Door appellant is betoogd dat de AID controleur hem mondeling zou hebben toegezegd dat hij met de overlegging van nota’s voor het spuiten van maïs voldoende kan aantonen dat door hem inderdaad maïs is geteeld en verzorgd, waarvoor hij akkerbouwsteun kan ontvangen. Wat er ook zij van de waarde die moet worden gehecht aan de uitlatingen van de AID-ambtenaar, het College stelt vast dat de teelt van achtereenvolgens de gewassen maïs en sperziebonen als zodanig niet in geschil is, maar dat wel de vraag is of de korrelmaïs tot het begin van de bloei door appellant is verzorgd, wil appellant voor steun in aanmerking komen. Dat aan die laatste voorwaarde zou zijn voldaan is niet met de door appellant overgelegde spuitnota’s aangetoond.

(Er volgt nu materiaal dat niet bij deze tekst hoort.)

PR #8564, opened 2026-07-13
[Feature]: open markdown file shortcut does nothing in main window

VitorRibeiroCustodio:
## Summary
- Cmd/Ctrl+Shift+O (`tab.openMarkdown`) only had a handler inside the Floating Terminal panel's own keydown listener, so pressing it with a normal worktree tab focused did nothing.
- Adds a main-window path: an IPC picker rooted at the active worktree, a store action to open the picked file, and a keydown branch in Terminal.tsx — mirroring the existing `tab.newMarkdown` wiring.

## Test plan
- [x] `pnpm typecheck` passes
- [x] `oxlint` clean on all touched files
- [x] New unit tests: `src/main/ipc/app.test.ts` (picker IPC handler), `src/renderer/src/store/slices/open-markdown-file.test.ts` (store action)
- [x] Manual: Cmd/Ctrl+Shift+O in a normal worktree tab opens a markdown file picker and loads the selected file into a tab
- [x] Manual: Cmd/Ctrl+Shift+O still works as before when the Floating Terminal panel is focused

Fixes #8532

🤖 Generated with [Claude Code](https://claude.com/claude-code)

## ELI5

The shortcut to open a markdown file (Cmd/Ctrl+Shift+O) only worked inside the floating terminal, so it did nothing in a normal worktree tab. It now opens a file picker for the active worktree from the main window, same idea as new-markdown.

PR #9099, opened 2026-07-17
fix: Cmd/Ctrl+Shift+O opens markdown picker in main window

### LINKED ISSUE #8532: [Feat]: Cmd+Shift+O (Open markdown tab) does nothing in the main window — only works in Floating Terminal
Operating system: macOS
Orca version: v1.4.137

Details:

Short summary:
The "Open markdown tab" command (`tab.openMarkdown`, default `Cmd+Shift+O`) has no effect when focus is in the main window. It only works inside the Floating Terminal panel (`Cmd+Alt+A`). "New markdown tab" (`Cmd+Shift+M`) works fine in the main window, so the two behave inconsistently even though both appear the same in Settings → Shortcuts.

What happened?
Pressing `Cmd+Shift+O` in a normal worktree does nothing — no file picker, no tab. The same shortcut works only when the Floating Terminal panel is focused.

How can we reproduce it?
1. Open Orca on a normal worktree (main window, not the floating terminal).
2. Press `Cmd+Shift+O`.
3. Nothing happens (no native "Open markdown" file picker, no new tab).
4. Open the Floating Terminal (`Cmd+Alt+A`), focus it, and press `Cmd+Shift+O`.
5. The native "Open markdown" file picker now appears as expected.

Expected:
`Cmd+Shift+O` should open the markdown file picker in the main window too — consistent with `Cmd+Shift+M` (New markdown), which does work in the main window. (Alternatively, if it is intentionally floating-only, it probably shouldn't be presented as a general shortcut in Settings.)

Likely root cause (from inspecting the packaged app.asar, v1.4.137 — line up against the TS source):
- `tab.openMarkdown` appears to be wired only through `FLOATING_WORKSPACE_PANEL_SHORTCUT_ACTIONS`, so it fires only when the key event target is inside the floating panel.
- The main-process `before-input-event` handler dispatches `tab.newMarkdown` → `ui:newMarkdownTab`, `tab.newTerminal` → `ui:newTerminalTab`, `tab.newBrowser` → `ui:newBrowserTab`, etc., but has **no branch for `tab.openMarkdown`** (there is no `ui:openMarkdownTab`).
- The renderer exposes an `onNewMarkdownTab` IPC listener but no `onOpenMarkdownTab`, and the renderer's central keydown handler has no markdown `matchShortcut`.
- Net effect: in the main window the `Cmd+Shift+O` keystroke is never routed to an "open markdown" action.

Workaround:
Use `Cmd+P` (Go to File) to open a markdown file, or open it from the Floating Terminal panel.

nwparker:
## Description
`tab.openMarkdown` (`Cmd/Ctrl+Shift+O`) only worked inside the Floating Terminal panel: the action lived in the floating shortcut list and floating keydown path, but the main-window Terminal keydown handler and browser-guest forwarder never wired it.

This takes over / builds on #8564 by @VitorRibeiroCustodio:

- Main-window keydown + tab-bar **Open Markdown…** menu call a new store action that opens a native markdown picker rooted at the active worktree, then `openFile`s the selection (mirrors `tab.newMarkdown`).
- Shared IPC `app:pickWorktreeMarkdownDocument` reuses the floating picker helper (filters, authorize, markdown name check).
- Floating workspace still works via the panel’s own handler and Terminal’s floating-focused branch (`openFloatingWorkspaceMarkdownTab`).
- Remote (SSH) worktrees are guarded with a toast — local Electron dialogs cannot browse remote FS.
- **Completeness beyond #8564:** browser guests forward `ui:openMarkdownTab` (same gap the issue called out for `ui:newMarkdownTab`), handled in `useIpcEvents`.

## Evidence
- Confirmed gap on main: Terminal had `tab.newMarkdown` only; no `tab.openMarkdown` / no `onOpenFileTab` wiring; guest UI had `ui:newMarkdownTab` only.
- Vitest (`config/vitest.config.ts`):
  - `src/main/ipc/app.test.ts` — picker IPC (pick / cancel / non-md reject)
  - `src/renderer/src/store/slices/open-markdown-file.test.ts` — open / cancel / no worktree / remote guard / reject toast
  - `src/main/browser/browser-guest-ui.test.ts` — guest `Cmd/Ctrl+Shift+O` → `ui:openMarkdownTab`
- oxlint clean on touched files

## ELI5
The “open markdown” keyboard shortcut was only plugged into the floating mini-window. We plugged it into the normal app window (and browser tabs) the same way “new markdown” already was, so the shortcut opens the file picker everywhere you’d expect.

## User-regression-tradeoffs
- **Local main window:** shortcut + tab menu open the picker (intended fix).
- **Floating terminal:** unchanged behavior (still opens floating markdown picker).
- **Browser guest focus:** shortcut now works (was broken like main window).
- **SSH/remote worktrees:** toast instead of local-only dialog (avoids opening a wrong-host file). Use file explorer / quick open for remote markdown until a remote-aware picker exists.
- **Linux/Windows:** uses `Mod` → Ctrl; same as other tab shortcuts. No new platform-specific binding.
- **terminal-first policy:** same as `tab.newMarkdown` — not captured when xterm owns focus under terminal-first (by design for tab-scoped shortcuts).
- Does not add a main-menu accelerator; matches existing `tab.newMarkdown` pattern (renderer + guest IPC).

Fixes #8532

Credit: core main-window picker path from #8564 (@VitorRibeiroCustodio).

### DIFF
--- a/src/main/browser/browser-guest-ui.test.ts
+++ b/src/main/browser/browser-guest-ui.test.ts
@@ -689,6 +689,23 @@ describe('setupGuestShortcutForwarding', () => {
     expect(rendererSendMock).not.toHaveBeenCalled()
   })
 
+  it('forwards open-markdown shortcut from focused guest pages', () => {
+    setupGuestShortcutForwarding({
+      browserTabId,
+      guest: makeGuest(),
+      resolveRenderer: () => makeRenderer()
+    })
+
+    const preventDefault = triggerBeforeInput({
+      code: 'KeyO',
+      key: 'o',
+      shift: true
+    })
+
+    expect(preventDefault).toHaveBeenCalledTimes(1)
+    expect(rendererSendMock).toHaveBeenCalledWith('ui:openMarkdownTab')
+  })
+
   it('forwards double-tap window shortcuts from focused guest pages', () => {
     setupGuestShortcutForwarding({
       browserTabId,
--- a/src/main/browser/browser-guest-ui.ts
+++ b/src/main/browser/browser-guest-ui.ts
@@ -418,6 +418,10 @@ export function setupGuestShortcutForwarding(args: {
       renderer.send('ui:newSimulatorTab')
     } else if (keybindingMatchesAction('tab.newMarkdown', input, process.platform, keybindings)) {
       renderer.send('ui:newMarkdownTab')
+    } else if (keybindingMatchesAction('tab.openMarkdown', input, process.platform, keybindings)) {
+      // Why: Cmd/Ctrl+Shift+O opens a markdown picker in the active surface.
+      // Guest pages never hit Terminal.tsx keydown, so forward to the renderer.
+      renderer.send('ui:openMarkdownTab')
     } else if (keybindingMatchesAction('tab.newTerminal', input, process.platform, keybindings)) {
       // Why: Cmd/Ctrl+T opens a terminal in the user's active terminal surface
       // even when focus is inside a browser guest. Cmd/Ctrl+Shift+B is the
--- a/src/main/ipc/app.test.ts
+++ b/src/main/ipc/app.test.ts
@@ -356,4 +356,49 @@ describe('registerAppHandlers', () => {
     })
     expect(grantFloatingWorkspaceDirectoryMock).toHaveBeenCalledWith(store, '/Users/kaylee/notes')
   })
+
+  it('picks a markdown file rooted at the given worktree cwd', async () => {
+    showOpenDialogMock.mockResolvedValue({
+      canceled: false,
+      filePaths: ['/Users/kaylee/repo/docs/notes.md']
+    })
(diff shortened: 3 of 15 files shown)


nwparker:
Closing in favor of **#9666**, a fresh re-implementation of this same fix (`Cmd/Ctrl+Shift+O` → Open Markdown in the main window).

This PR (#9099) is from July 17 and its CI (`verify`) is failing. #9666 is a smaller, reviewed re-do: it generalizes the existing floating markdown picker (keeping the old IPC channel as an alias), wires the shortcut + "+" menu into the main window, and — importantly — **gates the action to local worktrees** so a remote/SSH worktree can't have a local file opened into it (the main regression risk a naïve fix would introduce). It went through 3 independent review rounds (final: clean) and a perf audit (no regression).

Superseded by #9666.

Voorzover appellant een beroep op overmacht in verband met vogelvraat heeft willen doen stuit dit af op de in artikel 48, eerste lid, van Verordening (EG) nr. 2419/2001 neergelegde eis dat de overmacht binnen 10 dagen na het intreden daarvan aan verweerder had moeten worden gemeld. Appellant heeft een dergelijke melding niet gedaan en heeft ook niet gemeld dat hij de maïspercelen op 16 juni 2003 heeft ingezaaid met sperziebonen.
Het voorgaande leidt tot de slotsom dat het beroep ongegrond dient te worden verklaard.
Het College acht geen termen aanwezig voor een proceskostenveroordeling met toepassing van artikel 8:75 van de Awb.